Two years ago we talked about tools. We heard educational bloggers say: wikis, blogs, podcasts, and flickr. With these things we will change the world.

Last year we talked about pedagogy. We wanted to re-learn how to teach. We talked about empowerment, about lesson design, and about international projects. We learned how to change our own worlds.

This year, we need to talk about networks. The topic has come up as we learned about personal learning networks (PLNs), about using RSS in classrooms, and about establishing projects that involved students from places around the globe. But this year we need to go far beyond this and learn about the theories behind how networks develop, expand, are strengthened, and die. We need to learn about informatics, about information aesthetics, information science, and viral movement.

If we can agree that learning is best accomplished as a collective effort, and not as the individual accomplishment of building an unconnected repertoire of discrete facts; our learning about how teaching and learning is best accomplished must broaden beyond the domains traditionally associated with education.
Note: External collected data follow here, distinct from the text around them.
PR #1766, opened 2023-04-07
Compute: Customization support for pipeline view p1

andrey-sharapov-sc:
- allow function views to accept DG.FuncCall
- reimplement onFuncCallReady as a method
- use funcCallReplaced as a single before draw event API
- proper filtering of step calls via ids
- add some expiremental hooks in pipeline view

### DIFF
--- a/libraries/compute-utils/function-views/src/function-view.ts
+++ b/libraries/compute-utils/function-views/src/function-view.ts
@@ -14,7 +14,6 @@ export abstract class FunctionView extends DG.ViewBase {
   protected _funcCall?: DG.FuncCall;
   protected _lastCall?: DG.FuncCall;
   protected _type: string = 'function';
-  protected funcName: string;
 
   // emitted when after a new FuncCall is linked
   public funcCallReplaced = new Subject<true>();
@@ -32,7 +31,6 @@ export abstract class FunctionView extends DG.ViewBase {
   ) {
     super();
     this.box = true;
-    this.funcName = initValue instanceof DG.FuncCall ? initValue.func.name : initValue;
     this.init();
   }
 


libraries/compute-utils/function-views/src/function-view.ts
```diff
@@ -14,46 +14,46 @@ export abstract class FunctionView extends DG.ViewBase {
...
    * @param options Configuration object for the view.
    */
   constructor(
-    protected funcName: string,
+    protected initValue: string | DG.FuncCall,
     public options: {historyEnabled: boolean, isTabbed: boolean} = {historyEnabled: true, isTabbed: false},
   ) {
     super();
     this.box = true;
+    if (initValue instanceof DG.FuncCall) {
```
skalkin, line 35: Let's shorten it:

`this.funcName = initValue instanceof DG.FuncCall ? initValue.func.name : initValue;`

AufarZakiev: Even better, we can safely remove these lines. `funcName` is never used in the library and never used in third-paty code (just checked).

libraries/compute-utils/function-views/src/function-view.ts
```diff
@@ -192,13 +192,20 @@ export abstract class FunctionView extends DG.ViewBase {
    * @stability Stable
   */
   protected async loadFuncCallById() {
+    if (this.initValue instanceof DG.FuncCall) {
+      // next tick is needed to run funcCallReplaced before building UI
+      await new Promise(resolve => setTimeout(resolve, 0));
```
AufarZakiev, line 193: I can't get point of this line. 
`this.funcCallReplaced` only has meaning when UI is already built. Using this event, we can update UI when `this.funcCall` is replaced. By the moment of this line, UI is not built yet. 

Tried to comment this line and run my code - it works properly.

libraries/compute-utils/function-views/src/pipeline-view.ts
```diff
@@ -75,7 +75,14 @@ export class PipelineView extends ComputationView {
 
     this.subs.push(
       grok.functions.onAfterRunAction.pipe(
-        filter((run) => Object.keys(this.steps).includes(run.func.nqName)),
+        filter((run) => {
+          for (const {view} of Object.values(this.steps)) {
```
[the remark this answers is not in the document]
AufarZakiev: Could be replaced by 
```
filter((run) => Object.values(this.steps).some(({view}) => (view?.funcCall?.id === run?.id) && run)),
```

libraries/compute-utils/function-views/src/function-view.ts
AufarZakiev: Ah, got it

AufarZakiev (approved):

We must broaden our research and our understanding in to new fields.

How can we help students to become accomplished and trusted nodes in a network of learners? How can we help "good" information to spread quickly throughout a network, while slowing or purging information that is untrue or unwanted? Who gets to decide what is unwanted? Do we have tools to track the movement of ideas across nodes and the interconnected networks of classrooms? If we want information to move or spread, how do we best accomplish that? Are some nodes more important in the spread of ideas than others? How do we measure that? How do we strengthen weak nodes?

Eight questions to begin with and far too many more to follow.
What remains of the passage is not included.